L’assenza (voluta?) di un protagonista con cui immedesimarsi

Cate Blanchett

Il pubblicitario Don Draper è un personaggio intrigante e ambiguo raccontato in una storia intrisa di fascino e mistero che, nonostante le zone d’ombra e i difetti, alla fine conquista tutti. Non possiamo dire lo stesso di Phyllis Schlafly. Non è facile simpatizzare con lei, indipendentemente dalle sue idee politiche. Il suo è un personaggio spigoloso, pieno di contraddizioni, che non perde mai occasione di farci arrabbiare. Si opponeva così tanto al cambiamento da non rendersi conto che essa stessa era parte del cambiamento. Come l’Era le faceva notare, infatti, lei era la “prima femminista” in quanto donna indipendente, lavoratrice e ambiziosa che non stava mai “dietro ai fornelli”. La serie pullula di tante donne diverse, ognuna con un punto di vista unico e rivelatore. In Mrs America manca dunque un vero protagonista con cui entrare in sintonia, ma forse l’obiettivo, e il più grande pregio della serie, è proprio questo: dare spazio alla pluralità di voci. Voci diverse che vale la pena ascoltare per rendersi conto che, a loro modo, gridano tutte la stessa cosa ma invece di trovare una soluzione comune, si sovrastano a vicenda.

Mrs America è una serie magnifica che ha tutto per diventare la nuova Mad Men, ma non può e non deve diveltarlo.

Mad Men è una serie dal sapore nostalgico che ci mostra un’epoca ormai tramontata mentre Mrs America è una serie storica che non può permettersi il lusso di diventare iconica perché presenta una problematica troppo attuale.

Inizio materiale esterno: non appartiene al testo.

Issue #2191, opened 2023-09-19
Lint consistency fuzz testing?


MichaelChirico:
One concern I have about the consistency cleanups in this release (#2039, #2046, #2190) is there's no mechanism to ensure future improvements/new linters continue to keep "up to code" & enforce the same consistency.

One approach that seems doable is to have a GHA that [fuzzes](https://en.wikipedia.org/wiki/Fuzzing) our test suite. For example, for #2190, that means:

 - Go through the suite and identify all `expect_lint()` calls using "function(...)" or `\(...)` in the `content=` argument (text matching should be enough, but we could also use `getParseData()` here...).
 - Randomly (or exhaustively?) switch all such usages to their opposite: `s/function/\/g` and `s/\/function/g`
 - Run the test suite
 - Any test failure means a linter is inconsistently handling `function(...)` and `\(...)`

Similar fuzzes could apply in the other cases:

 - Randomly swap `%>%` and `|>`
 - Randomly swap `$` and `@`

Some exceptions will need to be carved out, e.g. for cases where intentionally only one alternative is meant to be linted, and we might need some work to make the fuzzing robust to changes in an expected lint message. But overall this approach seems pretty doable to me.

If run with randomness, I'd also run it periodically, not on push/merge, since a failure might not be caught up-front & surfacing that failure on "someone else's" PR would be bad form.

AshesITR:
Interesting idea. Things to consider:

* Lint metadata may also change, especially expected column ranges.
* `|>` and `%>%` can't be swapped in all contexts; they also have different placeholder semantics (`_` vs. `.`)

MichaelChirico:
True. Let's see how relevant those turn out in practice. Another idea is to allow for a `# nofuzz` escape to skip certain tests if they're too onerous to accomodate.

MichaelChirico:
we can also work on #2221 here by fuzzing the lint metadata & making sure tests fail.

MichaelChirico:
Another idea for the fuzz/metatesting suite, based on #2402 -- inject comments in random places in the test code and ensure the linters keep working. Have to exclude linters where `<COMMENT>` is meaningful, of course.

AshesITR:
Another fuzzer idea: swap `=`, `<-` and `->`, and maybe the double-assignment arrows.

IndrajeetPatil:
Of interest: there is also a new package for mutation testing in R (https://jakubsobolewski.com/muttest/)

Bisaloo:
[...]

PR #2357, opened 2023-11-27
add `xml_find_function_calls()` helper to source expressions

### LINKED ISSUE #2338: Investigate performance of backport_linter()
#2328 found `backport_linter()` to be among the slowest in the suite. This is surprising to me, it seems like a relatively simple linter.

### LINKED ISSUE #2350: Re-Use (and cache?) common XPaths
Inspired by a comment by @MichaelChirico which I can't find at the moment.

Some linters share common XPath logic. This is currently in no way cached, so all linters have to re-evaluate the common XPath logic.
It might be worth to

1. Figure out which XPaths could be made common.
2. Figure out a way to cache the result of applying the XPaths to expressions / files so they are only evaluated once.

Related to #963

AshesITR:
fixes #2350
fixes #2338

- [x] Implement helper
- [x] Document
- [x] Add NEWS bullet
- [x] Use in our linters
- [x] Compare performance
- [x] Add section in custom linters vignette

Filing for early feedback and discussion


R/get_source_expressions.R
```diff
@@ -18,32 +18,36 @@
...
 #'     \item{`full_parsed_content` (`data.frame`) as given by
-#'           [utils::getParseData()] for the full content}
+#'           [utils::getParseData()] for the full content.}
 #'     \item{`full_xml_parsed_content` (`xml_document`) the XML parse tree of all
-#'           expressions as given by [xmlparsedata::xml_parse_data()]}
+#'           expressions as given by [xmlparsedata::xml_parse_data()].}
 #'     \item{`terminal_newline` (`logical`) records whether `filename` has a terminal
-#'           newline (as determined by [readLines()] producing a corresponding warning)}
+#'           newline (as determined by [readLines()] producing a corresponding warning).}
+#'     \item{`xml_find_function_calls(function_names)` (`function`) a function that returns all `SYMBOL_FUNCTION_CALL`
```
MichaelChirico, line 49: Not sure I like the approach of making this a factory, WDYT about just making this an entry with the named `xml_find_all()` output?

Another suggestion is making this a 3rd "linter level" (file>expression>call). Since these are pointers to nodes in the XML tree the overhead should not be crazy. OTOH copying the subsetted `getParseData()` data.frame will blow up the object size, but we could also pursue a breaking change whereby instead of fully subsetting the file-wide data.frame, the nested levels just consist of row indices on the full data.frame. So e.g. instead of a data.frame at expression level, we have an integer vector like `idx=c(1, 8, 12, 15)`, and `FullDF[idx,]` gives the subset we used to store earlier. Storing a bunch of integer vectors should be more efficient (and we hardly use this object anymore anyway). This is not a fully-fleshed-out idea but something kicking around in my head.

Would also like to start getting a sense of performance comparison. Normal (any random R file) and extreme (tools/R/QC.R) cases.

AshesITR: The named call list has the disadvantage of exposing the implementation detail.
If we ever find a faster way to do it, or a fast way to add additional conditions (as often is done), we can't extend this feature.

re Performance: Sure, atm it's not integrated in any linter so will be slightly slower. Trying to suss out the API before creating a huge diff.

AshesITR: NB a back-compatible change for smaller data structures could be using `rsample::resample()`. Not sure we should do that, tough.

MichaelChirico:
this should probably get a section in the custom linters vignette, I don't see that on your TODO right now

AshesITR:
so far 118s on main vs 113s here for
```r
devtools::load_all()
system.time(lintr::lint_package())
```

So 5 secs savings ATM with only some linters converted.

AshesITR:
We have quite a few `//SYMBOL_FUNCTION_CALL[text() = ...]/path/1 | //SYMBOL_FUNCTION_CALL[text() = ...]/path/2` XPaths.
ATM, I convert them using `self::` and the union of the two function calls examined.

It might be worth splitting these into to separate paths with separate calls to `xml_find_function_call()`. Not sure about the performance gains of that.

AshesITR:
@MichaelChirico PTAL for another round.
The technical part of this PR is done I think.

If you approve of the changes so far, I would flesh out the documentation.

MichaelChirico:
> @MichaelChirico PTAL for another round. The technical part of this PR is done I think.
> 
> If you approve of the changes so far, I would flesh out the documentation.

I was also hoping for the vignette change to serve as a high-level overview for guiding the review 😅

It would help to leave that in the main PR comment anyway for future reference on such a big change.

For now, I'll try reading the tests and see if that suffices.

tests/testthat/test-get_source_expressions.R
```diff
@@ -218,7 +218,10 @@ test_that("returned data structure is complete", {
 
   for (i in seq_along(lines)) {
     expr <- exprs$expressions[[i]]
-    expect_named(expr, c("filename", "line", "column", "lines", "parsed_content", "xml_parsed_content", "content"))
+    expect_named(expr, c(
+      "filename", "line", "column", "lines", "parsed_content", "xml_parsed_content", "content",
+      "xml_find_function_calls"
```
MichaelChirico, line 223: WDYT about naming `xml_` vs. `xp_` here? I don't have an immediate preference but we do have `xp_call_name()` exported so worth considering.

tests/testthat/test-get_source_expressions.R
```diff
@@ -245,6 +249,47 @@ test_that("returned data structure is complete", {
...
+  )
+
+  expect_length(exprs$expressions[[2L]]$xml_find_function_calls("foo"), 0L)
+  expect_length(exprs$expressions[[2L]]$xml_find_function_calls("bar"), 1L)
+
+  expect_length(exprs$expressions[[4L]]$xml_find_function_calls("foo"), 2L)
+  expect_length(exprs$expressions[[4L]]$xml_find_function_calls("bar"), 1L)
+  expect_length(exprs$expressions[[4L]]$xml_find_function_calls(c("foo", "bar")), 3L)
+
+  expect_length(exprs$expressions[[5L]]$xml_find_function_calls("foo"), 4L)
```
MichaelChirico, line 272: this is the file-level expression, right? worth a comment I think

R/sprintf_linter.R
```diff
@@ -105,9 +104,7 @@ sprintf_linter <- function() {
   }
 
   Linter(linter_level = "file", function(source_expression) {
-    xml <- source_expression$full_xml_parsed_content
```
MichaelChirico, line 108: why drop this local variable?

I would keep `xml_calls <- .$xml_find_function_calls(.)`. Having this variable stored is very helpful for debugging+development IME.

R/source_utils.R
```diff
@@ -0,0 +1,21 @@
+#' Build the `xml_find_function_calls()` helper for a source expression
+#'
+#' @param xml The XML parse tree as an XML object (`xml_parsed_content` or `full_xml_parsed_content`)
+#'
+#' @return A fast function to query
+#' `xml_find_all(xml, glue::glue("//SYMBOL_FUNCTION_CALL[{ xp_text_in_table(function_names) }]"))`.
```
MichaelChirico, line 6: NB: `xp_text_in_table()` isn't (yet?) exported. Not important b/c this is `@noRd` right?

R/source_utils.R
```diff
@@ -0,0 +1,21 @@
...
+#'
+#' @noRd
+build_xml_find_function_calls <- function(xml) {
+  function_call_cache <- xml_find_all(xml, "//SYMBOL_FUNCTION_CALL")
+  names(function_call_cache) <- get_r_string(function_call_cache)
```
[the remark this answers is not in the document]
MichaelChirico: I think `xml` is still there:

```r
foo <- function(x) { function() x }
foo(1)()
# [1] 1
```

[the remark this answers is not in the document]
MichaelChirico: Oh, nvm, I see it's needed every time `!is.null(function_names)`, which is a lot of the point of this functionality, so better to calculate up front. Resolving.

MichaelChirico:
> so far 118s on main vs 113s here for
> 
> ```r
> devtools::load_all()
> system.time(lintr::lint_package())
> ```
> 
> So 5 secs savings ATM with only some linters converted.

Overall change looks pretty good, I think we're close enough to ready that we can re-run the benchmark + start on user-facing docs.

R/source_utils.R
AshesITR: Added another example without `xp_text_in_table()` just to be sure.

tests/testthat/test-get_source_expressions.R
AshesITR: I thought about that, but we're replacing `xml_find_all()`, so I went with the `xml_` prefix.

AshesITR:
Another performance timing on lintr itself is 117s [main] vs 101s [here] => 14% Speedup 🥳

LMK if you want more comparisons before merging. Otherwise, I think it's good to go.

tests/testthat/test-get_source_expressions.R
MichaelChirico: SGTM, thanks

NEWS.md
```diff
@@ -40,6 +40,7 @@
 * `string_boundary_linter()` recognizes regular expression calls like `grepl("^abc$", x)` that can be replaced by using `==` instead (#1613, @MichaelChirico).
 * `unreachable_code_linter()` has an argument `allow_comment_regex` for customizing which "terminal" comments to exclude (#2327, @MichaelChirico). `# nolint end` comments are always excluded, as are {covr} exclusions (e.g. `# nocov end`) by default.
 * `format()` and `print()` methods for `lint` and `lints` classes get a new option `width` to control the printing width of lint messages (#1884, @MichaelChirico). The default is controlled by a new option `lintr.format_width`; if unset, no wrapping occurs (matching earlier behavior).
+* The `source_expression` passed to linters gains a fast way to query function call nodes using `source_expression$xml_find_function_calls()`. Use this to speed up linters using XPaths that start with `//SYMBOL_FUNCTION_CALL`. (@AshesITR, #2357)
```
MichaelChirico, line 43: no mention of the new exported function?

MichaelChirico: the NEWS should mention "See creating linters vignette for more details". It might help to have an illustrative benchmark as well.

MichaelChirico:
> Another performance timing on lintr itself is 117s [main] vs 101s [here] => 14% Speedup 🥳
> 
> LMK if you want more comparisons before merging. Otherwise, I think it's good to go.

Quite nice! My initial reaction was "Hmm, doesn't seem like all that much for such a big effort", but we must keep in mind this is an end-to-end benchmark. It would also be good to include one or two "focused" benchmarks, e.g. before/after for a few linters. I guess the most improvement comes in a case like `object_overwrite_linter()`? And cite a representative number in the NEWS.

NEWS.md
MichaelChirico: I would rework the NEWS bullet generally, it would be good to share some motivation for the change as it's pretty significant! We re-worked a large number of our exported linters to use this approach -- it's a bit of a paradigm shift for how downstreams should use {lintr} to write their own linters/XPaths. So motivating it well is important to drive adoption.

To me there's two big things (1) `//SYMBOL_FUNCTION_CALL` is easily the most common XPath component we see (2) It does not scale well for finding a medium-to-large number of functions since the `or` operator is not optimized in `libxml2`, as we saw for `backports_linter()`. Those insights make this new functionality a natural direction for new development, rather than us just releasing new features for the fun of it :)

R/any_duplicated_linter.R
```diff
@@ -35,8 +35,7 @@
 #' @export
 any_duplicated_linter <- function() {
   any_duplicated_xpath <- "
-  //SYMBOL_FUNCTION_CALL[text() = 'any']
-    /parent::expr
+  parent::expr
```
MichaelChirico, line 38: WDYT about `xml_find_function_calls()` landing on `//SYMBOL_FUNCTION_CALL/parent::expr`? It seems like most XPaths start there.

R/backport_linter.R
```diff
@@ -45,12 +45,13 @@ backport_linter <- function(r_version = getRversion(), except = character()) {
...
   names(backport_index) <- unlist(backport_blacklist)
 
-  names_xpath <- "//SYMBOL | //SYMBOL_FUNCTION_CALL"
-
   Linter(linter_level = "expression", function(source_expression) {
     xml <- source_expression$xml_parsed_content
 
-    all_names_nodes <- xml_find_all(xml, names_xpath)
+    all_names_nodes <- combine_nodesets(
+      source_expression$xml_find_function_calls(NULL),
```
MichaelChirico, line 52: may as well build in the idea from #2365 here? then we can mark that PR as superseded+close when this is merged.

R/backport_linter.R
Issue #2343, opened 2023-11-23
return_linter() should allow switch() where every entry has an exit call


MichaelChirico:
@MichaelChirico I don't think we should give a lint here. In my opinion this is a false positive, as there is no way an implicit return is given.
My first implementation handled this accordingly. Maybe we could do that again.

_Originally posted by @MEO265 in https://github.com/r-lib/lintr/pull/2271#discussion_r1401041242_

PR #2362, opened 2023-11-28
handle nested terminal if/else

### LINKED ISSUE #2354: return_linter() for implicit returns has a false positive on nested early returns
Corrected this test, and added the incorrect test as a new regression test.

That said, the new fix is more expedient than perfect -- it'll throw an incorrect lint here:

```r
foo <- function() {
  if (TRUE) {
    if (TRUE) {
      return(1)
    }
    2
  } else {
    3
  }
```

(the `return()` is a valid early return within that branch).

But as this issue is not relevant to the implicit `else` returns feature, I'm pushing to follow-up.

_Originally posted by @MichaelChirico in https://github.com/r-lib/lintr/pull/2321#discussion_r1405571314_

### LINKED ISSUE #2356: Handling control statements of any depth in `return_linter`
I think this double lint is not correct either you see the `if` after an `else` as a new expression, then only the second one should be marked, or you understand an `if` with a lot of `else` as one expression (that's how I would see it) and then only the first one would have to be marked.

```R
lint(
  trim_some("
  function(x, y) {
    if(x) {
      1
    } else if(y) {
      2
    }
  }
  "),
  return_linter(return_style = "explicit", allow_implicit_else = FALSE)
)
```
```

<text>:2:9: style: [return_linter] All functions must have an explicit return().
  if(x) {
        ^
<text>:4:10: style: [return_linter] All functions must have an explicit return().
  } else if(y) {
         ^~~~~~~
```

I'm not entirely sure if it's a bug of this PR or the first one. If it's one of the first, feel free to convert this message into an issue, because then I'll probably have a (simple) solution to fix it and properly handle control statements of any depth.

_Originally posted by @MEO265 in https://github.com/r-lib/lintr/issues/2321#issuecomment-1827240302_

MichaelChirico:
Closes #2354, Closes #2356


MichaelChirico:
I was also a bit worried about performance -- would overhead to recursing in R push us to pursue this as pure XPath?

I am satisfied with the R-recursion approach -- timing is not meaningfully different (faster, if anything) & should be much more readable. I linted all base R packages as a stress test:

```r
setwd("src/library")
f = list.files()
f = f[file.exists(file.path(f, "DESCRIPTION"))]
lint_all = \(pkgs, linters) for (pkg in pkgs) lint_package(pkg, linters = linters)

# 'old' = current main, 'new' = current this PR

system.time(lint_all(f, old_explicit))
#    user  system elapsed 
#  72.638   1.162  74.112 
system.time(lint_all(f, old_implicit))
#    user  system elapsed 
#  66.546   0.819  67.682 
system.time(lint_all(f, new_explicit))
#    user  system elapsed 
#  72.178   1.058  73.604 
system.time(lint_all(f, new_implicit))
#    user  system elapsed 
#  62.563   0.871  63.674 
```

R/return_linter.R
```diff
@@ -94,80 +86,58 @@ return_linter <- function(
...
-    #   we don't apply recursive logic to check every branch, only that the
-    #   two top level branches have at least two return()s
-    # because of special 'in' syntax for 'for' loops, the condition is
-    #   tagged differently than for 'if'/'while' conditions (simple PAREN)
-    xpath <- glue("
+    body_xpath <- glue("
     (//FUNCTION | //OP-LAMBDA)[parent::expr[not(
       preceding-sibling::expr[SYMBOL[{ xp_text_in_table(except) }]]
     )]]
       /following-sibling::expr[OP-LEFT-BRACE and expr[last()]/@line1 != @line1]
```
AshesITR, line 93: Could this condition be pushed up and changed to `@line1 != @line2` for the function body expression?

AshesITR: Or is this meant to allow multi-line functions consisting of only a single expression?

R/return_linter.R
```diff
@@ -94,80 +86,58 @@ return_linter <- function(
...
+  if (length(child_expr) == 0L) {
+    return(list())
+  }
+  child_node <- xml_name(child_expr)
 
-    xml_nodes_to_lints(
-      xml_nodes,
+  if (child_node[1L] == "OP-LEFT-BRACE") {
+    expr_idx <- which(child_node %in% c("expr", "equal_assign", "expr_or_assign_or_help"))
+    if (length(expr_idx) == 0L) { # empty brace expression {}
```
AshesITR, line 123: IIUC, this will permit `if (a) { return(b) } else {}` with explicit return style, right?

R/return_linter.R
```diff
@@ -94,80 +86,58 @@ return_linter <- function(
...
+      return(list())
+    }
+    nested_return_lints(child_expr[[tail(expr_idx, 1L)]], xpath, source_expression, lint_message)
+  } else if (child_node[1L] == "IF") {
+    expr_idx <- which(child_node %in% c("expr", "equal_assign", "expr_or_assign_or_help"))
+    c(
```
AshesITR, line 129:
```r
unlist(lapply(
  child_expr[expr_idx[-1L]], 
  nested_return_lints, 
  xpath = xpath,
  lint_message = lint_message
), recursive = FALSE)
```
should work too. Not sure which is faster or more readable.

R/return_linter.R
```diff
@@ -94,80 +86,58 @@ return_linter <- function(
...
+      # TRUE condition
+      nested_return_lints(child_expr[[expr_idx[2L]]], xpath, source_expression, lint_message),
+      # FALSE condition, if present
+      if (length(expr_idx) > 2L) nested_return_lints(child_expr[[expr_idx[3L]]], xpath, source_expression, lint_message)
+    )
+  } else {
+    list(xml_nodes_to_lints(
```
AshesITR, line 136: Why is `list()` needed?

tests/testthat/test-return_linter.R
```diff
@@ -882,3 +882,272 @@ test_that("return_linter lints `message`, `warning` and `stopifnot`", {
...
+            return(TRUE)
+          }
+        }
+      }
+    "),
+    NULL,
+    explicit_linter
+  )
+
+  mixed_lines <- trim_some("
```
AshesITR, line 958: Very nice test!

R/return_linter.R
MichaelChirico: I'll stick with the `c()` approach, but may use this for #2343

R/return_linter.R
MichaelChirico: otherwise `c()` is used on the lints and they break, i.e. `c(xml_nodes_to_lints(...), xml_nodes_to_lints(...))` doesn't work. Not sure if it should but this is simple enough.

R/return_linter.R
MichaelChirico: I think you're right, which is bad. I'll add a test & fix if needed.

R/return_linter.R
MichaelChirico: Hmm I'll look into it but prefer as a follow-up, there's enough going on in this CL already.

MichaelChirico: #2363

R/return_linter.R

Senza dubbio è il racconto di fatti avvenuti in un determinato momento storico, ma il dibattito che affronta è ancora in corso.

Il vero potere riguarda il rispetto sia per se stessi che per gli altri. Se sopravvivremo al prossimo secolo sarà grazie alla collaborazione che coinvolgerà la capacità di ascoltare, di dubitare e di essere umili, come suggerisce Cate Blanchett nel video. Dunque Mrs. America non è una serie tv, ma è un invito a chiederci come intendiamo risolvere il problema dell’eguaglianza:

Bisogna avere il coraggio di dire: «non lo so, tu cosa pensi?» E all’improvviso staremo dialogando.